### WORK INSTRUCTIONS:
Two lines below mark the span: the one containing "Input (standard shape)" and the one containing "In the auto_contiguous pass, a". Set down both, plus every line between, exactly as they stand, and nothing else.
┌─ SUPPLIED MATERIAL
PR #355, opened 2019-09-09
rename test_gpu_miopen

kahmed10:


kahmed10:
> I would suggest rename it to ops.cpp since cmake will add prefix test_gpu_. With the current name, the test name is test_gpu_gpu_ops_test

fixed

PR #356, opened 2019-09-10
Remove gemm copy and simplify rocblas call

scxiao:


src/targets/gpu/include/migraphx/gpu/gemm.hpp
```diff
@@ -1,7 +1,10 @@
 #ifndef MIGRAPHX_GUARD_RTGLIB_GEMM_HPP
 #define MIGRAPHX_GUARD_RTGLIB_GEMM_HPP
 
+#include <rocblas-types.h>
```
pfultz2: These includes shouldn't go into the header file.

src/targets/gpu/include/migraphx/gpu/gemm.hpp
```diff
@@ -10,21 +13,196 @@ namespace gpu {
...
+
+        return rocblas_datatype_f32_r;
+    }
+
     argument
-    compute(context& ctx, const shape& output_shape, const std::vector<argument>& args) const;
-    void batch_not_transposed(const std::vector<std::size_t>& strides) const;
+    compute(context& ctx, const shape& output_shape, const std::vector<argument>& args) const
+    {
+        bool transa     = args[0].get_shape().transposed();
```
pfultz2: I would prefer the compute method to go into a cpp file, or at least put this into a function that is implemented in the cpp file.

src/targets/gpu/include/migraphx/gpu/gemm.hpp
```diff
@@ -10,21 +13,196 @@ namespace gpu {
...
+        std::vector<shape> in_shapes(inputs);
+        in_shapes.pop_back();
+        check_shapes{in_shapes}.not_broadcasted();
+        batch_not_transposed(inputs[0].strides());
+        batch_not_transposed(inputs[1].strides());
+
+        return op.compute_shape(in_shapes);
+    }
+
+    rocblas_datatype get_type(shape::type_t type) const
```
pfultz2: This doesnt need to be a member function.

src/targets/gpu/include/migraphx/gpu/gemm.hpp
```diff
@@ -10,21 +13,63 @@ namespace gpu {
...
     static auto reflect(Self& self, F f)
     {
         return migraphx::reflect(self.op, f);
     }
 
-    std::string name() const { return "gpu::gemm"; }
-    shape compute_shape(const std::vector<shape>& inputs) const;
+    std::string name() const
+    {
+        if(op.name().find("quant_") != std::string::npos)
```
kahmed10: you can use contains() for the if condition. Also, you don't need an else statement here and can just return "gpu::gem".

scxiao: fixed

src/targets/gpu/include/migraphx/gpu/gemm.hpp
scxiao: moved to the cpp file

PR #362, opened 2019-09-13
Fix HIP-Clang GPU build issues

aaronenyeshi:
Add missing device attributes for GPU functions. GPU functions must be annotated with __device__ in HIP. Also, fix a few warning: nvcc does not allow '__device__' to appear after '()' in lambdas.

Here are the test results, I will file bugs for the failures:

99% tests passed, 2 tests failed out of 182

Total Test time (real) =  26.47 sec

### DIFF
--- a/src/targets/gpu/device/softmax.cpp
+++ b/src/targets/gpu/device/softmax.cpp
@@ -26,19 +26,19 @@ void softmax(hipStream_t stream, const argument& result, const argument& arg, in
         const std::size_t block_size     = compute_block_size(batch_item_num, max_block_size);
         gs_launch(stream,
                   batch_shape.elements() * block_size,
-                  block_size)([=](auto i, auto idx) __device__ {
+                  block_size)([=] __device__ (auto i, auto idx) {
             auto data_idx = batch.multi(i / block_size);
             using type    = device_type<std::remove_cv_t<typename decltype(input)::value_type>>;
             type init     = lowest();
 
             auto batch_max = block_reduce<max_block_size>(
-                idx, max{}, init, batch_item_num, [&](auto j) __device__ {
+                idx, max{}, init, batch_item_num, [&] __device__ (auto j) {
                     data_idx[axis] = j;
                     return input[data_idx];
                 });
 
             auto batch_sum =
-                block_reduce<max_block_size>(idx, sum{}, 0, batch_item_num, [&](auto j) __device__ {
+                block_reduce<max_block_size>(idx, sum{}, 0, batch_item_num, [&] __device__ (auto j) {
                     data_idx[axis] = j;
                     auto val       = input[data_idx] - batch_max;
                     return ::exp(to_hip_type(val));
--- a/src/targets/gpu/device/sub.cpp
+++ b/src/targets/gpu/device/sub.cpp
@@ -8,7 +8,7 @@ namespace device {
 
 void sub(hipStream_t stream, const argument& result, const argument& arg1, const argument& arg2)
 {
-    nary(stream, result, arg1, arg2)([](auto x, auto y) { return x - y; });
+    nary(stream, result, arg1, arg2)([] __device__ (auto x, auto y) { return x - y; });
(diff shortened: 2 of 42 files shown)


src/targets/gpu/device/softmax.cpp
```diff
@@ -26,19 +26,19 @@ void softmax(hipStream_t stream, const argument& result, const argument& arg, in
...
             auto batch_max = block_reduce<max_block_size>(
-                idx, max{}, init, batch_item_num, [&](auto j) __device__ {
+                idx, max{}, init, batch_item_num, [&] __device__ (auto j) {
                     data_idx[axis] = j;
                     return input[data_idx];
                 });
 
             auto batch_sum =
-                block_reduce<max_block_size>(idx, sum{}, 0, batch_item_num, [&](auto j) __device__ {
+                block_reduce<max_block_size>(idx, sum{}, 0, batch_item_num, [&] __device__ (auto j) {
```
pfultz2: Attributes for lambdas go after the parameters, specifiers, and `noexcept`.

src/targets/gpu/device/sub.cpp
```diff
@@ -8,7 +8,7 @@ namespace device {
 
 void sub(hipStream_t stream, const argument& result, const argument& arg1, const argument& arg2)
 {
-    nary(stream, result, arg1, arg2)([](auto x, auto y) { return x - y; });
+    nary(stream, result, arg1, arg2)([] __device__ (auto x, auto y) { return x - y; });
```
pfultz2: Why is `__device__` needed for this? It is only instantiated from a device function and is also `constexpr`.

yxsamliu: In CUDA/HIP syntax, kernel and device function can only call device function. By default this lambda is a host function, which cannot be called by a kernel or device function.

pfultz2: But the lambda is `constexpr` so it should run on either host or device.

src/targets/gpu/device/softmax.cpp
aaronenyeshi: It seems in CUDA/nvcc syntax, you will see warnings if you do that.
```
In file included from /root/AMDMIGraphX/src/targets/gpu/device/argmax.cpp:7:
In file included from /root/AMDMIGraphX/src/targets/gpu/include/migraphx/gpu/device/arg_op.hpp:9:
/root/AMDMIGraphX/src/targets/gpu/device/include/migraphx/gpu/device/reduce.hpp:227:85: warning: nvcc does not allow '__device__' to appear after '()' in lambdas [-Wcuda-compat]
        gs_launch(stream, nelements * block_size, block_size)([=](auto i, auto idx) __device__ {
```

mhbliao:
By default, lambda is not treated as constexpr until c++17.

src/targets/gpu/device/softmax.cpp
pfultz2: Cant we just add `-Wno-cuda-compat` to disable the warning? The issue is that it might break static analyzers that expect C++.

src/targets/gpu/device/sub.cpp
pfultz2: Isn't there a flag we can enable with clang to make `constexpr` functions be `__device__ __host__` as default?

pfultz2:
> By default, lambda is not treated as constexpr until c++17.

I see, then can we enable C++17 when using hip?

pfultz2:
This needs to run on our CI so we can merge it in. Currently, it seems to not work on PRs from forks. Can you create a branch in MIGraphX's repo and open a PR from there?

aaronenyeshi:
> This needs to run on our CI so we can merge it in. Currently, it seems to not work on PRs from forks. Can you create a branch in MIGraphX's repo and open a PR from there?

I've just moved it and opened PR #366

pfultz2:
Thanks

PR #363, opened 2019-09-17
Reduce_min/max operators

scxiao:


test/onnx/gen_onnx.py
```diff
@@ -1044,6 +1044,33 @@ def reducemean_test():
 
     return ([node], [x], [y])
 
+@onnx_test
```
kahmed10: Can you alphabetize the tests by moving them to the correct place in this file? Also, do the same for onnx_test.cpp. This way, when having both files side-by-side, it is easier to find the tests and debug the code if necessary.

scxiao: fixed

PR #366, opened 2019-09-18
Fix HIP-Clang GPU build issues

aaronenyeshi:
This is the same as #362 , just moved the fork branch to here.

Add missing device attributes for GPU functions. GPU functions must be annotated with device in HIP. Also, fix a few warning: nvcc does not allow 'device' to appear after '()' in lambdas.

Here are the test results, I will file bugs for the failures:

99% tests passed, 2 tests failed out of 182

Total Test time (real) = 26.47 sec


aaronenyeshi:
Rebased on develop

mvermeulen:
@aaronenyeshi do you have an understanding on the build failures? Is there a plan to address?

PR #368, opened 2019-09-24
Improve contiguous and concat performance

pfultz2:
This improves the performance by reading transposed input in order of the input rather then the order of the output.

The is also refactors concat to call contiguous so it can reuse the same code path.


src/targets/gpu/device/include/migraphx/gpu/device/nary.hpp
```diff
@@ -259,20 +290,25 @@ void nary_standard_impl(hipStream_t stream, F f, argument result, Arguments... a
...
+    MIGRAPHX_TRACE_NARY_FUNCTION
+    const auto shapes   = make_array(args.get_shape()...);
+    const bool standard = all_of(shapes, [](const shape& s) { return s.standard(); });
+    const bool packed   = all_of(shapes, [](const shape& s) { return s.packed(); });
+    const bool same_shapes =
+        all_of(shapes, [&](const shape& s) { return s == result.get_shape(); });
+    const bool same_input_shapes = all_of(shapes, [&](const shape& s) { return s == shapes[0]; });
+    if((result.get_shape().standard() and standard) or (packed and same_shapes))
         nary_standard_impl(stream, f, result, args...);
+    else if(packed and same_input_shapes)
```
└─
┌─ SUPPLIED MATERIAL
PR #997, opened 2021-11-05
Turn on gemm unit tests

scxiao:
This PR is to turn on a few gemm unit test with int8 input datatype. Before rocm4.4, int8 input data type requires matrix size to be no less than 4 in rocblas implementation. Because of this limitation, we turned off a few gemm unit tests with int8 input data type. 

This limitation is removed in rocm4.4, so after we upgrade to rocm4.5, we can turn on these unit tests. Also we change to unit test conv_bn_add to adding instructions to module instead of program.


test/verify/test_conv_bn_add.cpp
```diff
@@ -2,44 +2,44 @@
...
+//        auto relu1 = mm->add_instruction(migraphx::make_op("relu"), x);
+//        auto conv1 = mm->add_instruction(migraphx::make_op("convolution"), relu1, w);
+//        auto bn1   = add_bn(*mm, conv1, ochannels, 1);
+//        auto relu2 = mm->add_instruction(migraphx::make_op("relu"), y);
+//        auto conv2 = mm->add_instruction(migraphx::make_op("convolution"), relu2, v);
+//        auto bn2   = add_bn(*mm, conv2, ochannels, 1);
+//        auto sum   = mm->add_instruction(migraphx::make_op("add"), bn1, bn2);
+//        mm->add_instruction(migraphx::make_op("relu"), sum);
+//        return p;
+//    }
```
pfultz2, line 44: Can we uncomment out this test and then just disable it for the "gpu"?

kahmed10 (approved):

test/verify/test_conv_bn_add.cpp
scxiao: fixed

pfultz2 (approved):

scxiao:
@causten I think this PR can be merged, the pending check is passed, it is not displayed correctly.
└─
┌─ SUPPLIED MATERIAL
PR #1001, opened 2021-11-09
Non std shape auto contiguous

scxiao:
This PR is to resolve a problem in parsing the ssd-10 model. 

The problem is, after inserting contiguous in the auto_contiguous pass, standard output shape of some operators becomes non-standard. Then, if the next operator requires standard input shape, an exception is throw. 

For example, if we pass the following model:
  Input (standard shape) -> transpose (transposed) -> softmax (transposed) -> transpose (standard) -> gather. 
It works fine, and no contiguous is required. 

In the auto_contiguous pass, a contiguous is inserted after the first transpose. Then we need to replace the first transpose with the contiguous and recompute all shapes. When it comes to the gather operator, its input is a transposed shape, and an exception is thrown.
└─
### FINAL ANSWER:
  Input (standard shape) -> transpose (transposed) -> softmax (transposed) -> transpose (standard) -> gather. 
It works fine, and no contiguous is required. 

In the auto_contiguous pass, a contiguous is inserted after the first transpose. Then we need to replace the first transpose with the contiguous and recompute all shapes. When it comes to the gather operator, its input is a transposed shape, and an exception is thrown.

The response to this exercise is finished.